On January 7, 2021, Alnylam, a leading RNAi therapy research and development company, announced positive results from its Phase III trials on its RNAi therapy Vutrisiran Alnylam plans to submit the complete data package to the FDA in early 2021 and a new drug listing application (NDA). Vutrisiran, like the first RNAi drug Patisiran (intravenous preparation) (also developed by Alnylam), is used to treat neurological damage caused by hereditary thyroxine amyloidosis (hATTR). After its approval, Vutrisiran will complement Patisiran.
Figure 1: Silencing TTR gene expression can potentially address the underlying cause of disease.
About ATTR
Thyroxine amyloidosis (ATTR) is a rare, progressive, and fatal disease that causes systemic failure due to the deposition of insoluble substances.
- Hereditary ATTR (hATTR) is a specific DNA mutation in the TTR gene carried by a person at birth. This mutation causes the liver to produce and form (and accumulate) misfolded transthyretin in the body.
- hATTR manifests as multiple neuropathy (hATTR-PN), which can lead to nerve damage, or cardiomyopathy (hATTR-CM), which involves myocardial disease and can lead to heart failure. Non-mutated or wild-type TTR protein can also accumulate in the body, resulting in wild-type ATTR (wtATTR), which mainly affects the heart, especially in men ˃60 years old.
- It is estimated that there are 50,000 hATTR patients and approximately 200,000 to 500,000 wATTR patients worldwide.
Figure 2: Mechanism of amyloid formation (Morie A. Gertz, 2019).
About Vutrisiran
Vutrisiran is a subcutaneously injected RNAi therapy that uses enhanced stability chemistry (ESC)-GalNAc delivery technology to reduce target gene expression and block the production of wrong proteins by mediating target mRNA degradation and silencing mRNA translation, leaading to the inhibition of hATTR disease progression. Compared with Patisiran, the administration of Vutrisiran is more convenient. Patients undergoing experimental treatment receive a subcutaneous injection every three months.

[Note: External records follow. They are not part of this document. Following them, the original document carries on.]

PR #115, opened 2020-01-22
Feature: Adds boolean value in type PredicateValue.

luxcem:
The api is able to handle Predicates with `boolean` values (https://prismic.io/docs/rest-api/query-the-api/query-by-a-field#14_0-a-boolean-field). But the `PredicateValue` does not contain `boolean` and the `encode` method does not encode booleans.


Rutulpatel7077:
This PR will probably fix #117 Error: Unable to encode true of the type boolean

PR #119, opened 2020-02-27
Deprecate unreliable mainDocument

srenault:
```
const Prismic = require('prismic-javascript');

exports.prismicPreview = async (req, res) => {
  const { token, documentId } = req.query;
  const api = await Prismic.api('http://your_repository_name.prismic.io/api');
  const redirectUrl = await api.getPreviewResolver(token, documentId).resolve(linkResolver, '/');
  cookies.set(...) // set cookie
  res.redirect(302, redirectUrl);
}
```
# TODO
- [x] Update the description PR.
- [x] Add some tests.
- [ ] Test it in a real project.

Description

the `previewSession `function can sometimes fail due to an unreliable mainDocument (document id field) returned by httpClient.request(token) causing the preview-url to default to "/"

This update provides a new function `getPReviewSession(token, documentId)` that should eliminate the need for using the token to fetch the document-id.


niackouai:
Documentation to update

PR #123, opened 2020-03-19
Implement response timeout

### LINKED ISSUE #55: set timeout
Hi,
Sometimes, data query takes too long, how can i set a timeout value ?

veloce:
Closes #55


.gitignore
```diff
@@ -163,4 +163,7 @@ typings/
 # End of https://www.gitignore.io/api/node,macos,intellij,visualstudiocode
 
 ## documentation
-docs/
\ No newline at end of file
+docs/
+
+## dev build
+dist/prismic-javascript.js
```
MarcMcIntosh: This will be ignored by npm too, is that what we want to do?

Heyrows: I would say yes because we want to have an up to date version any time we use this kit, not some old kept version that does not work with new development

MarcMcIntosh:
Minor version update, and rebuild?

PR #124, opened 2020-03-20
Add support for preview resolver to client

srenault:
Related to https://github.com/prismicio/prismic-javascript/pull/119


src/client.ts
```diff
@@ -70,6 +72,13 @@ export class DefaultClient implements Client {
     return this.getApi().then(api => api.previewSession(token, linkResolver, defaultUrl, cb));
   }
 
+  getPreviewResolver(token: string, documentId?: string): PreviewResolver {
```
Heyrows: What the purpose of having this function here ?
We have the same in the ResolvedApi, so for which purpose would we need this one ?

src/ResolvedApi.ts
```diff
@@ -231,26 +224,7 @@ export default class ResolvedApi implements Client {
...
-          }
-        });
-      } else {
-        return Promise.resolve(defaultUrl);
-      }
-    }
-    
-   
-    return { token, documentId, resolve }
+    return createPreviewResolver(token, documentId, this.getByID.bind(this));
```
Heyrows: would it be possible to have something like:
getPreviewResolver( a, b, c) = createPreviewResolver( a, b )

Or would the this not be available in this situation ?

PR #135, opened 2020-06-29
Fix getPreviewResolver

srenault:
When using the `Client` interface, it seems we never overrides the ref with the preview token.
This causes some trouble mainly when previewing unpublished documents (not redirected to the right page).


hypervillain:
👍

PR #136, opened 2020-07-07
fix: do not call external when using previewSession method

mjeanroy:


arnaudlewis:
hey @mjeanroy, thanks for your contribution.
A question though, what does this PR fix? Have you had this case of an external URL?
The token generation is controlled so I don't get why we need a check here?
Regarding the code, the logic seems good but that would be nice to make some small changes to have a more readable code.
Using a regexp and naming the ouput variables would make it shorter and clearer here than using a bunch of slice/indexOf

mjeanroy:
Hi @arnaudlewis,
Thanks for the response.
I would prefer not talking too much the reason of this PR publicly (that's why I did not make any comment).
Is it possible to contact you by email?
You should also talk to your colleague Léonard West, I explained him by email few days ago.

arnaudlewis:
Hello @mjeanroy,
about this issue, the `previewSession` was simply deprecated for some time now and since we're about to release a new major version, we simply dropped it to keep only the `getPreviewResolver`.
In a near future, all of this will become unnecessary due to a new way to manage the link resolving that we put in place with SliceMachine already.
You can find the changelog here: https://github.com/prismicio/prismic-javascript/releases/tag/v4.0.0-beta.4

PR #138, opened 2020-07-17
Fix type reference in index.d.ts

### LINKED ISSUE #133: TypeScript build-time error: `Cannot find type definition file for 'types/cross-fetch'`
When attempting to build a TypeScript project that has `prismic-javascript@3.0.0` as a dependency, I get the following error:

```bash
node_modules/prismic-javascript/types/index.d.ts:1:23 - error TS2688: Cannot find type definition file for 'types/cross-fetch'.

1 /// <reference types="types/cross-fetch" />
                        ~~~~~~~~~~~~~~~~~


Found 1 error.
```

Is [the triple-slash directive in `index.d.ts`](https://github.com/prismicio/prismic-javascript/blob/3.0.0/types/index.d.ts#L1) supposed to be:

```ts
/// <reference types="cross-fetch" />
```
?

pvdstel:
Resolves #133.

### DIFF
--- a/types/index.d.ts
+++ b/types/index.d.ts
@@ -1,4 +1,4 @@
-/// <reference types="types/cross-fetch" />
+/// <reference types="./cross-fetch" />
 import ResolvedApi from './ResolvedApi';
 import { Experiments } from './experiments';
 import Api, { ApiOptions } from './Api';


pvdstel:
Any news on this?

veloce:
Fixed in a different way in b998175b. Since this is a generated file it couldn't be edited directly.

PR #24, opened 2024-09-19
Add missing property redirected to VisitResponse

olivaresf:
Turbo-iOS PR: https://github.com/hotwired/turbo-ios/pull/225

> When a redirection with a responseHTML would happen (e.g. a form submission), Turbo Native receives something like the following:
> 
> ```
> ← visitProposed [
>     "location": http://localhost:45678/submit_redirected, 
>     "timestamp": 1725557992593, 
>     "options": {
>         action = replace;
>         response =     {
>             redirected = 1;
>             responseHTML = "{HTML with flash notice}";
>             statusCode = 200;
>         };
>         shouldCacheSnapshot = 0;
>     }
> ]
> ```
> 
> This usually gets turned into a JavaScript visit and then handed over to the bridge, which begins the visit by calling `visitLocationWithOptionsAndRestorationIdentifier`.
> 
> However, when transforming this proposal JS -> Swift (for processing) and back to JS (for bridge consumption), `visitProposed["options"]["response"]["redirected"]` was being lost. This caused `responseHTML` to be ignored and a replace visit to be proposed instead.
> 
> By adding `redirected` to `VisitResponse` the behavior is now correct.


jayohms:
Closing this in favor of: https://github.com/hotwired/hotwire-native-ios/pull/60

PR #36, opened 2024-10-10
Fix authentication flow in demo app

joemasilotti:
When migrating from turbo-ios, `visitableDidFailRequest(_:error:retryHandler:)` was left behind. This PR adds that back in which fixes the authentication flow when hitting a 401.


zoejessica (approved):
Looks great! 👍

PR #37, opened 2024-10-11
fix: VisitableView NavigationBar glitch

CopperGiraffe:
Hello,

I believe this is fixing the NavigationBar glitches described in https://github.com/hotwired/turbo-ios/issues/196.
It’s still not perfect when using large titles but otherwise it seems to do the trick.

This PR is just changing the way we insert Subviews in the VisitableView.swift file to make sure they are always inserted the way we want.


arjun810:
Seeing this bug on the demo app made me a bit nervous about the state of hotwire native, so it'd be nice to fix this. I can't comment on the fix in this PR, but fixing the demo app at a minimum would be great.

joemasilotti:
This will be fixed with #87.

PR #42, opened 2024-10-21
Fix `animated` flag from path configuration

joemasilotti:
This PR addresses a mistake noticed by @mrfidgety in the [turbo-ios repo](https://github.com/hotwired/turbo-ios/pull/158#pullrequestreview-2329794028). We were looking for the `animated` flag in the `parameters` but it should appear in `properties` because it comes from the path configuration.

This PR fixes that typo.


svara (approved):
Good catch!

PR #43, opened 2024-11-08
Expose `Session.reload()` on Navigator

joemasilotti:
This PR exposes `reload()` on the main `Session`. When working with tabs, it's helpful to be able to manually reload screens after the user signs in or out.

### DIFF
--- a/Source/Turbo/Navigator/Navigator.swift
+++ b/Source/Turbo/Navigator/Navigator.swift
@@ -76,9 +76,10 @@ public class Navigator {
         hierarchyController.clearAll(animated: animated)
     }
 
-    /// Reloads the main `Session`.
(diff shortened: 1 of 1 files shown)


Source/Turbo/Navigator/Navigator.swift
```diff
@@ -76,6 +76,11 @@ public class Navigator {
         hierarchyController.clearAll(animated: animated)
     }
 
+    /// Reloads the main `Session`.
+    public func reload() {
```
svara, line 80: I'm wondering if we should reload the modal session too.

joemasilotti: Yeah good call - will do.

PR #55, opened 2024-12-06
Global configuration consolidation

svara:
This PR consolidates the global configuration.

**Changes**
- `PathConfiguration` is now global.
- All global config in the `Demo` app has been moved to `AppDelegate`.
- `Navigator` automatically sets the session's path config from the global path config.

### DIFF
--- a/Demo/SceneController.swift
+++ b/Demo/SceneController.swift
@@ -7,17 +7,7 @@ final class SceneController: UIResponder {
     var window: UIWindow?
 
     private let rootURL = Demo.current
-    private lazy var navigator = Navigator(pathConfiguration: pathConfiguration, delegate: self)
-
-    // MARK: - Setup
-
-    private func configureRootViewController() {
-        guard let window = window else {
-            fatalError()
-        }
-
-        window.rootViewController = navigator.rootViewController
-    }
+    private lazy var navigator = Navigator(delegate: self)
 
     // MARK: - Authentication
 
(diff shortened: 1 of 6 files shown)


Demo/SceneController.swift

Once Vutrisiran is approved, RNAi technology will become a reproducible drug platform to generate, innovative drugs for the treatment of rare genetic diseases, cardiometabolic diseases, liver infections, and central nervous system (CNS)/eye diseases.
The Four siRNA Drugs
| siRNA Drug | Approved | Indication | Delivery Strategy |
| Patisiran (Onpattro) | 2018 | Hereditary thyroxine-mediated amyloidosis (hATTR) | Lipid nanoparticles (LNP) |
| Givlaari (givosiran) | 2019 | Acute hepatic porphyria (AHP) | GalNAc-siRNA conjugation |
| Oxlumo (lumasiran) | 2020 | Primary hyperoxaluria type 1 (PH1) | GalNAc-siRNA conjugation |
| Vutrisiran | 2021 | Hereditary thyroxine amyloidosis (hATTR) | GalNAc-siRNA conjugation |
References:
- Morie A. Gertz, Michelle L. Mauermann, Martha Grogan, and Teresa Coelho. Advances in the treatment of hereditary transthyretin amyloidosis: A review. Brain Behav. 2019 Sep; 9(9): e01371.
* Only for research. Not suitable for any diagnostic or therapeutic use.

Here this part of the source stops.